Homelessness & drug user advocates creating ties, cleaning up needles in Nanaimo

Apr 18, 2018 | 5:25 PM

NANAIMO — With their grant set to expire, a relatively new advocacy group in Nanaimo hopes to keep roots in the community and continue to find ways of helping those in need.

The Society of Living Illicit Drug Users (SOLID) started their outreach work in mid-January, handing out clean needles and advocating for the homeless. They have one dedicated staff member and roughly 20 volunteers who are either present or past drug users.

Since coming to Nanaimo, organizer Jack Phillips said they’ve handed out 3,000 clean needles, collected 2,500 used syringes from around the city and given roughly 200 Narcan kits to counteract overdoses. They were also involved in the tent city which cropped up at Nanaimo City Hall, helping organize the movement and providing on-site assistance.

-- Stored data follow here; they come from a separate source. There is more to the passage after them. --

Issue #6119, opened 2022-03-22
Zarr backend follow-up: tech


fm3:
Follow-up for reading zarr-datasets in wk backend:

  - [ ] cache clear for datavaults (when password for an account changes or the data vault breaks for some reason)
  - [ ] double-check that fill value is used if chunk does not exist
  - [ ] support string-encoded fill values
  - [x] perf: async cache, for file systems, handles – use akka-caching (caution: Futures all around, ~needs actorSystem~)
  - [x] do not depend on jzarr, instead on its dependencies itself (only those we use) https://github.com/scalableminds/webknossos/pull/6152
  - [x] where to store file systems / file system provider ref
  - [x] perf optimization: skip allocating buffer if single-bucket request

fm3:
I’d say with #6152 and #6165 the two most important parts of this issue are taken care of. Let’s schedule it again when we feel that the other checkboxes are relevant enough :)

fm3:
I split the remaining parts of this issue into  #6989 and #6990

PR #6152, opened 2022-04-19
Do not depend on jzarr, use jblosc, ucarCdm directly

fm3:
Since our code duplicates the functionality of jzarr, we do not need it as a dependency. We had kept that because we relied on *its* dependencies. Now we use those directly (only two are left, jblosc and ucar cdm)

I tested that zarr datasets can still be correctly viewed

contributes to https://github.com/scalableminds/webknossos/issues/6119

- [x] Ready for review


jstriebel (approved):
:+1:

Issue #6053, opened 2022-02-16
Consistent Terminology


jstriebel:
Since we agreed on a specific terminology (see comment below), the following steps need to be done to adapt the user-facing parts:
* [x] supply terminology overview in the docs (#6154)
* [x] adapt terminology usage throughout existing docs
* [x] adapt terminology usage in the frontend
* [ ] adapt terminology usage in wk-libs (part 1: https://github.com/scalableminds/webknossos-libs/pull/704, part 2: https://github.com/scalableminds/webknossos-libs/pull/706)

--------------------
## Detailed Description
The (user-facing) terminology throughout webKnossos could need some structuring and standardization. Atm there are multiple terms to describe the same thing, and also single terms describing various things (e.g. tracing). To get some consistency, at least in user-facing text (e.g. webknossos frontent, documentation, APIs), I'd propose to start an terminology overview, where terms are collected an either relevant docs are referenced or a short explanation is added. This overview could be part of the documentation, basically as an index for those terms.

Some examples that confused me at some point:
- volume-annotation, volume-layer, volume-annotation-layer, annotation-layer (which of those is what)
- annotation, tracing, skeleton(s), graphs, trees, groups, NML, Task (what is what)
- what is a branchpoint?
- data set vs dataset or datasource or data source
- chunk, file, bucket, shard, block
- explorative vs explorational
- mag vs magnification vs mip vs resolution vs zoomstep
- mag exponent vs index vs ?
- higher/lower mag vs finer/coarser?

Besides clarifying "default" names (and maybe abbreviations) internally, I think this would just be a great documentation for users by itself. Also dependencies between them might be useful, e.g. as an ER diagram:
```mermaid
erDiagram
    Project ||--|{ Task : has
    Project }o--|| Team : has
    Project ||--|| User : "owned by"
    Team }o--|{ User : "consists of"
    Task }o--o{ Annotation : has
    User ||--|| Annotation : annotates
```

fm3:
I agree that converging on canonical names (with explanations) would be extremely valuable 👍 
I’d say the dependency visualization is nice-to-have (but hard to get right)

jstriebel:
Notes from the discussion today:
* volume-annotation, volume-layer, volume-annotation-layer, annotation-layer (which of those is what)
* annotation, tracing, skeleton(s), graphs, trees, groups, NML, Task (what is what)
  -> long term goal: editable segmentation layer
  -> annotation: n annotation layers
[...]

PR #6159, opened 2022-04-20
Use mag in data requests, no more zoomStep/exponent

fm3:
- use mag instead of zoomStep in data requests
- start renaming some resolution and zoomStep to mag in the backend internally (some places still use resolution)
- remove unused datastore routes
- clean up thumbnail management (no more json with base 64 encoding)
- fixed the snapshot tests, see discussion below

- https://datarequestmag.webknossos.xyz

### TODO
 - [x] frontend should send mag when requesting 
   - [x] data (normal bucket request) (also in volume annotations)
   - [x]  data (rawCuboid)
   - [x]  isosurfaces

Phillips said he sees their key role in the community as helping people who’ve fallen through the cracks of society and guiding them through the system.

“A lot of people from the streets have a hard time getting through paperwork, or they don’t have ID,” Phillips said. “We’re able to start conversations where they didn’t exist (and) to know what services exist to actually bring people to. They have a lot of barriers people don’t know about when they don’t live that life.”

Phillips and Nanaimo outreach worker Kevin Donaghy are now at the table of the provincially-funded community action team, trying to curb the ongoing overdose crisis and hopefully provide more services.

But it’s unclear if SOLID will remain in Nanaimo.

Their initial three-month grant runs out at the end of April. They’ll stay active for a few weeks into May thanks to a donation, but Phillips said everything after is up in the air.

“We have another couple grants that are in play right now that we’re hoping will come in pretty quickly,” he said.